In the given problem where $N=12$ the maximum possible value of ${12 \choose R}$ needs to be evaluated. This turns out to be when $R=6$ . Hence the total number of subsets is ${12 \choose 6} = 924$

We want to have the greatest number of subsets of S that are not subsets of other subsets of S. To accomplish this, we must have the most number of elements in each set to ensure diversity. The best way to do this is to have subsets with the same number of elements such that all of these combinations are unique. Since there are twelve elements, the greatest number of combinations is 12C6 or 12C7 (same value). These will then define the greatest possible number of subsets. Solving, we get 924.

C(12,6)=924

(sorry for my english mistakes) There is a very famous theorem known as "sperner theorem" that I'll prove in the next lines : Let A and B be two "weird" sets if A is not a subset of B nor B is a subset of A. Let X be a family of subsets of {1,2,...,n} such that these subsets are all weird one with other. Then : \sum_{A is a element of X}^{a} {n \choose |A|}^{-1} \le 1

We want the maximum number of disjoint subsets of S. If the number of elements in $T_i$ is less than the number of elements in $T_j$ , then $T_i$ can potentially be a subset of $T_j$ . Therefore we want all $T_i$ 's to have the cardinality (number of elements). This is maximized when we select subsets with cardinality $6$ . This is because ${12 \choose 6} > {12 \choose n}$ , where $n \neq 6$ . Therefore our answer is ${12 \choose 6} = 924$ .

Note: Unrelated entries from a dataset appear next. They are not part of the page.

PR #514, opened 2026-07-17
add entry for wslc.exe 

unrooted:
added: 
* new entry for wslc.exe - still in public preview, but seems like it's going to make it into WSL sooner or later
* included couple of example commands of potential abuse

more details:
* wslc.exe is a new binary, signed by Microsoft, shipping with public preview of WSL for a while now
* basically, allows for running linux containers

P.S. sorry about the weird git tree, but I've used github web to sync my fork and it turned out like this, I suppose squash should fix it

### DIFF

A typical combination problem. From the pascal triangle,the 12Cr with the biggest value is when r is in the middle of 0-12.Hence, 12C6 is the answer.

We can consider a set of primes $P = \{p_1, p_2, p_3, ..., p_{12}\}$ . We will find as many products (of elements of $P$ ) that are mutually coprime as possible. It should be intuitive that the products consist of the same number of primes, for instance taking all possible products of three primes we will have $p_1 p_2 p_3, p_2 p_3 p_4, p_3 p_4 p_5$ , etc. Now we should not find a product of more than 3 primes since two or more of the products of 3 primes will always be factors, and products of less than 3 primes will also be factors of two or more of the products of 3 primes. Introducing products of different number of primes will at least sacrifice one product from the count. Then, we simply look for all the possible ways to find a certain number $n$ of primes from $P$ to multiply together, that is ${12 \choose n} = \frac{12!}{n!(12-n)!}$ . It has a maximum when $n = 6, {12 \choose n} = 924$ . The original problem should behave similarly, when we consider the factor of $1$ to prime numbers as the subset of $\varnothing$ to sets.